Information:
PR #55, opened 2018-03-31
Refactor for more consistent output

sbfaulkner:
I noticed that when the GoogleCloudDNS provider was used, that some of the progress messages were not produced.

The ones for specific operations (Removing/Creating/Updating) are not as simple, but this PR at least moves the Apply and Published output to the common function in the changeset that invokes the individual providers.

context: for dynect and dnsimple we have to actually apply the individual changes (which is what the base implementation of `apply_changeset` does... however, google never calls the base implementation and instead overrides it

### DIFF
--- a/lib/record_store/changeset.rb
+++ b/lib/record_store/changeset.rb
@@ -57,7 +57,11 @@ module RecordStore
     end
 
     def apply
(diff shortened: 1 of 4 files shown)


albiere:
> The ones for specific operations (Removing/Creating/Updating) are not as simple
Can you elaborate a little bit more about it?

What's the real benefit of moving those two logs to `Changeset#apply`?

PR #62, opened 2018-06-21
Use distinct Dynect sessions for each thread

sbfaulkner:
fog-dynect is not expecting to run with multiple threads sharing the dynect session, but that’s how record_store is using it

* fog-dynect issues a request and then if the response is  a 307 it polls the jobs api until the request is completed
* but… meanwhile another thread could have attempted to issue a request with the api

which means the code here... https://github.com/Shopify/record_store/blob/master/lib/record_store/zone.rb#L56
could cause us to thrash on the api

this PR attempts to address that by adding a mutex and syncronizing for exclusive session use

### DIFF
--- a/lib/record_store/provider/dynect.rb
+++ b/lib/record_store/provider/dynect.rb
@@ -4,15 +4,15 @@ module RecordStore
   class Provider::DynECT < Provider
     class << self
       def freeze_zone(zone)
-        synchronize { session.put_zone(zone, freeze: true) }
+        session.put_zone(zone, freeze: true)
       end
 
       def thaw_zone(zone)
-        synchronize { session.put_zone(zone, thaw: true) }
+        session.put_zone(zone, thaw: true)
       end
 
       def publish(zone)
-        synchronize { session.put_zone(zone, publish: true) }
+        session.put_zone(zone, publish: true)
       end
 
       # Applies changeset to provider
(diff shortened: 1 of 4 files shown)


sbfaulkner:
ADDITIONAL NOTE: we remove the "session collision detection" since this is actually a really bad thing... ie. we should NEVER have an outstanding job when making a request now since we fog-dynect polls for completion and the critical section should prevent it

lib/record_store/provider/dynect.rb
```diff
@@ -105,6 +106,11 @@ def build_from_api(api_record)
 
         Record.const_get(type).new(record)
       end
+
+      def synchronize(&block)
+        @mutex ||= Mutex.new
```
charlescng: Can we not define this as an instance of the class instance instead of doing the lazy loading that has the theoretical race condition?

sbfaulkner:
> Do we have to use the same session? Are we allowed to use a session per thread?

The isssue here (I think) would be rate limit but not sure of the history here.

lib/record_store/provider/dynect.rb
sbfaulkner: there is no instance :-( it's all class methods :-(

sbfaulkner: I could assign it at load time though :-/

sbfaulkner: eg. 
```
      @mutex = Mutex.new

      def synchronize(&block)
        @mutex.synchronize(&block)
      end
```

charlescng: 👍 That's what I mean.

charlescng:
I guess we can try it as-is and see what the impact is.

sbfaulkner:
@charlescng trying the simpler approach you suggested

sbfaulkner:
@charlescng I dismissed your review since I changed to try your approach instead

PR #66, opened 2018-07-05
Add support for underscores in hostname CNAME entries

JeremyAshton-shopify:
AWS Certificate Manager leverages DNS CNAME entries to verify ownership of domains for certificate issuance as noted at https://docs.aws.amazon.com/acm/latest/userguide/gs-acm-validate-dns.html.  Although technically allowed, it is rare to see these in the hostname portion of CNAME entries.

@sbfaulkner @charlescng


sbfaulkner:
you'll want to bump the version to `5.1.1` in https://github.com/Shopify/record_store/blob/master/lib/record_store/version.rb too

--

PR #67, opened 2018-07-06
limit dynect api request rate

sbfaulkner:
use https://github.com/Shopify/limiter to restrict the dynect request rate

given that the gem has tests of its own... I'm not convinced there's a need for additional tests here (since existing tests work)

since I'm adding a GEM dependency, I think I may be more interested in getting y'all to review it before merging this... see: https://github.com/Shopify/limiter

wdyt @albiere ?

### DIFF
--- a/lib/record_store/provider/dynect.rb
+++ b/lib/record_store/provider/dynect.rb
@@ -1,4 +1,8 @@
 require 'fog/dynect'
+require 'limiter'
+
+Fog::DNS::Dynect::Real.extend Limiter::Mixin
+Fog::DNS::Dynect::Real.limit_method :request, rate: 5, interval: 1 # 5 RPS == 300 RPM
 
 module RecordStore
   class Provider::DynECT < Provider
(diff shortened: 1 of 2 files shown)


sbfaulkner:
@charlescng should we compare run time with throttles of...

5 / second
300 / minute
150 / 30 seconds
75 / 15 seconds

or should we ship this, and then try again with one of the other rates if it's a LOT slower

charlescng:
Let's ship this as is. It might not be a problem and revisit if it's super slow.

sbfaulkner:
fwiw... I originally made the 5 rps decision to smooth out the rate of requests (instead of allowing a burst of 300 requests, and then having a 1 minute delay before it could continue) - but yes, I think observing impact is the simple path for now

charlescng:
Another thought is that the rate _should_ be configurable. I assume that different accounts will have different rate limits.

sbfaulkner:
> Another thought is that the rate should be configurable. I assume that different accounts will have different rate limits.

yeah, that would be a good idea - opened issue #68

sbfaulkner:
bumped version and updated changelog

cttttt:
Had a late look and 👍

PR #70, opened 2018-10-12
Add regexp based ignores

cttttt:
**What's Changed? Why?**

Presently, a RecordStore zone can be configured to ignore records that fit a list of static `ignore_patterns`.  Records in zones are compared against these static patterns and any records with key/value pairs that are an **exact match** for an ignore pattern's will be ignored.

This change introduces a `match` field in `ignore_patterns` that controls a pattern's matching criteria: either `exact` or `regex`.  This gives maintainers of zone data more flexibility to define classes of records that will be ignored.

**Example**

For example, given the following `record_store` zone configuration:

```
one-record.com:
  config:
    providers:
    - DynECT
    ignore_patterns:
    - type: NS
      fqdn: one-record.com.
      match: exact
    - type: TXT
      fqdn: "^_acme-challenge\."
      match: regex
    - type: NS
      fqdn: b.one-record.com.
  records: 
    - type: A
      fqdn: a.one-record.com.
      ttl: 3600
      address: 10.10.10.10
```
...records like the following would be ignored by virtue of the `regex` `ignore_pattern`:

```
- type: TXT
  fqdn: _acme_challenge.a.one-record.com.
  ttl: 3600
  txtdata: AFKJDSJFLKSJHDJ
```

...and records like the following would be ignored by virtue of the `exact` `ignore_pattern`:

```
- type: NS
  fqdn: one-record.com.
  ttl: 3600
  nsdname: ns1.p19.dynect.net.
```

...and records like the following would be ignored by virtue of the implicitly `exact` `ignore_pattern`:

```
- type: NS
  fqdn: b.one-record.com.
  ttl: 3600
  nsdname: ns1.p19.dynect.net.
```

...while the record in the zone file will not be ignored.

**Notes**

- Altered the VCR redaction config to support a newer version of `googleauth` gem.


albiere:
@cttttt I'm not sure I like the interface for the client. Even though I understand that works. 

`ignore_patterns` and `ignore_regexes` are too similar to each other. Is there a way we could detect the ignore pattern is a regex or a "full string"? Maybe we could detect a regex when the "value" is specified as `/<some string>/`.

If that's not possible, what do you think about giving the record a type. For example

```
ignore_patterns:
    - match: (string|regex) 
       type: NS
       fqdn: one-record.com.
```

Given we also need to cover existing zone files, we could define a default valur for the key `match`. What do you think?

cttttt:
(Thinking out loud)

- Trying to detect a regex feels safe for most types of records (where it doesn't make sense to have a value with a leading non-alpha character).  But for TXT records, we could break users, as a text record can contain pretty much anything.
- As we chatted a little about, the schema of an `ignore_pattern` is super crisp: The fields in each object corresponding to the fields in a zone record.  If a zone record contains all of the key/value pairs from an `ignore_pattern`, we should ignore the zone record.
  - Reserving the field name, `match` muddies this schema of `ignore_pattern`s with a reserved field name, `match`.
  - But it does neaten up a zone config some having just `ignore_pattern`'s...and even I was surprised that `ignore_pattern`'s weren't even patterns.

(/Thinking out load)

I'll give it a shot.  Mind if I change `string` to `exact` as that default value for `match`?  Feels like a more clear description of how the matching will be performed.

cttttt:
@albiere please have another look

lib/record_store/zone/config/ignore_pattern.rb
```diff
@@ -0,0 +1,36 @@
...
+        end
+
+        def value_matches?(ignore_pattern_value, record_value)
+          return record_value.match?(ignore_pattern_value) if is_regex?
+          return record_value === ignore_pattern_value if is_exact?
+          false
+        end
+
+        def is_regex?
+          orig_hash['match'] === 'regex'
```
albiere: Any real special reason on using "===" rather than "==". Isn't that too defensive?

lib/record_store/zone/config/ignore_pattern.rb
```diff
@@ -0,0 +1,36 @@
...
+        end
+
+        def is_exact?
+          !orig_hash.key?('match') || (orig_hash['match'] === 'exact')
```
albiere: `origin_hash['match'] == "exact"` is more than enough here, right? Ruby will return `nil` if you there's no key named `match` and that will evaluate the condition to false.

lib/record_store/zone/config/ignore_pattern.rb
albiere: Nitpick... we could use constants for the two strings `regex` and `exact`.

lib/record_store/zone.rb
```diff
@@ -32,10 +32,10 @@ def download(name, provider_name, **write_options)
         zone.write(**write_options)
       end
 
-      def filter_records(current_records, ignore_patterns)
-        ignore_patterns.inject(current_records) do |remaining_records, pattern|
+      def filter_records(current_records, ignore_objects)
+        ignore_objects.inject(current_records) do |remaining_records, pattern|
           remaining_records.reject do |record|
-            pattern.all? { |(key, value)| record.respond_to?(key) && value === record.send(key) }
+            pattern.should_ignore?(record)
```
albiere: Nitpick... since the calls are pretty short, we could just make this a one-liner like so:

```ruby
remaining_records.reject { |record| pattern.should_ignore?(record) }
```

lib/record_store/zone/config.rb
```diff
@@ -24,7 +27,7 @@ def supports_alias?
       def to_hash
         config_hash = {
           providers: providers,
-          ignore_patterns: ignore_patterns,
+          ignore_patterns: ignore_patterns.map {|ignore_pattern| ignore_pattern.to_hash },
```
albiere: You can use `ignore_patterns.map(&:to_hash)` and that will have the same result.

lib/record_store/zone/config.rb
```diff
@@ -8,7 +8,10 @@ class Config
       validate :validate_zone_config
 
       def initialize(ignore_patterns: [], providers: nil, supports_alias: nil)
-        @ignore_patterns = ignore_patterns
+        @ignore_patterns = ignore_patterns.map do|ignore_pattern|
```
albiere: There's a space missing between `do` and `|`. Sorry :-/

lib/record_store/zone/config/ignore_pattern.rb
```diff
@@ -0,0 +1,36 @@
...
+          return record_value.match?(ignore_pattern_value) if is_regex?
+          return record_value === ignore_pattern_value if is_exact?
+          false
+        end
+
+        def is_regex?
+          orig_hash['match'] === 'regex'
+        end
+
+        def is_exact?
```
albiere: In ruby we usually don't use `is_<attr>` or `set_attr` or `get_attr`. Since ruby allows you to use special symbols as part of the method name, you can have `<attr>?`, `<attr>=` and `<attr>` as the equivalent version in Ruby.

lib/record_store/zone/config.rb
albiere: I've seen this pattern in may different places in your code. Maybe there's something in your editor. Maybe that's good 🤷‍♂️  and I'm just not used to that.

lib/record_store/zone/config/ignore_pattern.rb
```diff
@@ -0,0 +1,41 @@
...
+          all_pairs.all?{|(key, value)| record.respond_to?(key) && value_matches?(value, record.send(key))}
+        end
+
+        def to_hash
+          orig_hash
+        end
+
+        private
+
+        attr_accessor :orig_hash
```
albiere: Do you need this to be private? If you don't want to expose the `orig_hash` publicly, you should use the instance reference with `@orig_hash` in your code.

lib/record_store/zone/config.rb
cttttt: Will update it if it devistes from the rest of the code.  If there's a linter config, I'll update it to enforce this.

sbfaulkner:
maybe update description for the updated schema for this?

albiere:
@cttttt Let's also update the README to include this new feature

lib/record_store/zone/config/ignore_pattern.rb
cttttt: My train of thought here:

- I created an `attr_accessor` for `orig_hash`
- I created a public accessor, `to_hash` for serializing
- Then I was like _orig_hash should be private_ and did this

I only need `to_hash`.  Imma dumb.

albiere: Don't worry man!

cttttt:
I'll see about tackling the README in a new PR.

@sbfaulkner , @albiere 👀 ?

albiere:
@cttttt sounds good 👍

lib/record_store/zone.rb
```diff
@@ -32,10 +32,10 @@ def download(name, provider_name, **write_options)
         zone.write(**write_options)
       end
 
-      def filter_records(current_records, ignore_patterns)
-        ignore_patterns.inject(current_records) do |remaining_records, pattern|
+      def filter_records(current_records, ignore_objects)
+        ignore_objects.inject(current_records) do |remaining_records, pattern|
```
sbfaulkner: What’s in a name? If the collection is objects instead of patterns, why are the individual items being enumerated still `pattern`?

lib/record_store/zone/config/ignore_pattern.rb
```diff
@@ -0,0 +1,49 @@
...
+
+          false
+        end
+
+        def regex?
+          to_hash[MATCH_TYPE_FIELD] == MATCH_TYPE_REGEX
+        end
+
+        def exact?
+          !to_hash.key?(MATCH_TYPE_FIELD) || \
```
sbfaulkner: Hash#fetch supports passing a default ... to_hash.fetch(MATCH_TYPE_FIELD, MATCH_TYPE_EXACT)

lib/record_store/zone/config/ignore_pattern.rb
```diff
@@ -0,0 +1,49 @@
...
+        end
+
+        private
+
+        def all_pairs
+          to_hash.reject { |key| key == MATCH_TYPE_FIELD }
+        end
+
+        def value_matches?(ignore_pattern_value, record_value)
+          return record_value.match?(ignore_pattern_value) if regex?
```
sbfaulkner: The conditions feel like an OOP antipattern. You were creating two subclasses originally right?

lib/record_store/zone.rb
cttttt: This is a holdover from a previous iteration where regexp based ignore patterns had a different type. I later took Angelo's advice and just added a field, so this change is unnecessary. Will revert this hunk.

Your goal: Pull every line containing "hostname" out of the records.

Exercise output:
Add support for underscores in hostname CNAME entries
AWS Certificate Manager leverages DNS CNAME entries to verify ownership of domains for certificate issuance as noted at https://docs.aws.amazon.com/acm/latest/userguide/gs-acm-validate-dns.html.  Although technically allowed, it is rare to see these in the hostname portion of CNAME entries.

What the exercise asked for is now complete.